I'll let you decide whether you should tattoo Retard on your forehead.


----------



## Carolina Dream'n (Jul 3, 2016)

A 630w CMH would blow away that 1000w easily. And cost less on power bill. If your buying new equipment now a days, standard HID lighting is outdated. It is not the best choice IMO.

They make inner and outer dimension flood trays, so poeple can fit them in tents. Look into it. Your local hydroshop should know about them. HydroFarm OD trays.


----------



## TheChemist77 (Jul 4, 2016)

i love my ceramic 315watt,, way better than my old hps/mh grows....


----------



## Feisty1UR (Jul 4, 2016)

TheChemist77 said:


> i love my ceramic 315watt,, way better than my old hps/mh grows....

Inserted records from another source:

PR #3761, opened 2015-07-03
Helper/Str.php non-strict makeSafe() can has Uppercase

GDmac:
Don't forget to ``composer update``
Makes use of the new cocur/slugify 1.2 feature to preserve uppercase chars.
Also added Tests.


GawainLynch:
Bonus points for the added tests! Good stuff mate!

PR #3764, opened 2015-07-03
local extensions readme and config

jadwigo:
this was itching me - it should probably be DRY but this is better than nothing

it adds the json vars for the version, readme, and configfile on local extensions


src/Composer/PackageManager.php
```diff
@@ -269,10 +269,13 @@ public function getAllPackages()
                 $packages['local'][] = [
                     'name'     => $json['name'],
                     'title'    => $ext->getName(),
+                    'version'  => 'local',
```
GawainLynch: Ha! I never thought of something so obvious! :+1:

jadwigo:
I can't even program ..

PR #3767, opened 2015-07-03
Replace Storage hardcoded instantiation with container reference

fabschurt:
Hi folks,

I have a project requirement which has me redefine the `storage` service in `Bolt\Application`, for filtering results globally based on some criteria.

The fact that a `Bolt\Storage` standalone object is instantiated here bypasses the service in the container, so in my opinion it had to be fixed.

Is there a particular reason why the `storage` service wasn't used here, especially when Twig can get access to the container via `$context['app']`?

### DIFF
--- a/src/Twig/SetcontentNode.php
+++ b/src/Twig/SetcontentNode.php
@@ -20,7 +20,7 @@ class SetcontentNode extends \Twig_Node
 
         $compiler
             ->addDebugInfo($this)
-            ->write('$template_storage = new Bolt\Storage($context[\'app\']);' . "\n")
+            ->write('$template_storage = $context[\'app\'][\'storage\'];' . "\n")
             ->write('$context[\'' . $this->getAttribute('name') . '\'] = ')
             ->write('$template_storage->getContent(')
             ->subcompile($this->getAttribute('contenttype'))


GawainLynch:
> Is there a particular reason why the storage service wasn't used here

Well, I think the simple answer [is in here](https://github.com/bolt/bolt/tree/v0.8.4/app/src/Bolt)… this is from some of the very early Bolt code before we had service providers… and it currently Just Works&trade;… So I would guess that, for the most part, it hasn't been looked as since 2012 :grin:

fabschurt:
I must admit that I was betting on something like that :sweat_smile: I'm glad it's that way, because I was worried that there actually was a legitimate reason for not using the container here. Until this is merged and released, I'll use some trickery to make it work.

GawainLynch:
>  Until this is merged and released, I'll use some trickery to make it work.

FYI: The v2.3 release is going to be a little while in the making, we're doing some pretty cool refactoring work and giving Bolt a whole lot of love along the way. Potentially of great interest to you is that one of the big features in 2.3 is going to be a massive overhaul of the storage layer.

But you sound like you've got a workaround strategy in hand.

fabschurt:
Many thanks for the information, indeed I believe I've seen some ORM stuff going on in the `master` branch, and I think it'll be really cool! Is `Bolt\Storage` planned to be removed (or have its API modified) as the main data-fetching gateway or is it gonna stay around? In any case I'll just stick to my dirty workaround for now, hoping to use a cleaner solution in the future.

GawainLynch:
> Is `Bolt\Storage` planned to be removed (or have its API modified) as the main data-fetching gateway or is it gonna stay around

`Bolt\Storage` will remain until 3.0-dev for backward compatibility… But over the course of 2.x we'll move more and more data to object handling. There has been a large amount of core tables done already, and @rossriley is working on some of the `getContent()` parts at the moment (once he finished some more unit tests for the existing functionality), but how much makes it to 2.3 is hard to say right now as there is a lot to do.

fabschurt:
Okay, thanks for the thorough explanation :smiley:

As a side note, this is my first time using Bolt, and it's for a professional project. The project is almost done and I can say I don't regret my choice one bit! I was searching for a replacement for WordPress, built on solid foundations and with modern standards, and with Bolt I can say I found it.

Cheers from France :fr:

PR #3774, opened 2015-07-10
Added canonical setting test for Frontend

sbani:
Checks if the canonical in relation to config and url schema. Added this because the bahaviour could change.


bobdenotter:
Sweet, thanks @sbani!

PR #3785, opened 2015-07-11
Local extension autoloader enhancements

GawainLynch:
* **[General]**  If vendor/autoload.php is missing, include LowlevelException.php manually.
* **[General]** Added a very early shutdown function to pre-catch errors that occur before the application object is built. Hopefully less *White Screens of Death*

* Added a nut command to force the rebuild `./app/nut extensions:autoloader`
* When a fatal error occurs in an extension that is a result of a missing class, we will try to rebuild the autoloader and then either redirect to the intended page, or display the full error:
screenshot from 2015-07-11 15-59-41

### DIFF
--- a/app/bootstrap.php
+++ b/app/bootstrap.php
@@ -50,15 +50,18 @@ return call_user_func(
             );
         }
 
-        // Register a PHP shutdown function to catch fatal error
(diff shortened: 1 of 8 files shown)


bobdenotter:
:+1:

sbani:
:+1:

What wattage were your MH/HPS bulbs?


----------



## nevergoodenuf (Jul 4, 2016)

A friend has a test going for me against a 315 and a double 315. The veg results speak for themselves. All conditions were equal. Led is a mix of 4000k and 3000k @ 500 watts (so not even a veg light). Flowering results will be in a couple months.


----------



## TheChemist77 (Jul 5, 2016)

Feisty1UR said:


> What wattage were your MH/HPS bulbs?


over my 4'x6' table i ran 3 400 watt hps, then 2 400 hps 1 400 mh, after that 2 600 watt hps, and did 2 runs with a 1k hps,, yields wer best with the 2 600's, over 20years of growing with hps/mh..in 2013 i bought a couple 315 watt cmh, and tested thinking no way could 1 315 cmh compare to a 600 watt hps,,,well 1 315 is not equivilent to 600 watts hps but is far more efficient,,1 315 is more like running 450 watts hps,2 315's at a total of 630 watts is comparable to a 1k hps, and 3 315's at a total of 945 watts beats out 2 600 watt hps at 1200watt total...yields under 3 315's (945watts) pull over 1300 grams dry weight and plants finish a week sooner and overall health of plants (crystal production,densness of buds etc.)way better than under hps or the hps/mh combo..


----------



## Woyaboy (Jul 5, 2016)

Feisty1UR said:


> I'm trying to find out which would be a better light source for yield, so much debate...
> 
> I made so many mistakes in my first grow, I'm trying to correct everything this time around. upgrade everything so it's all at its best possible potential.
> 
> How much did you end up with roughly from a 600?, If you could control the heat would you go with a 1000w. In your own opinion.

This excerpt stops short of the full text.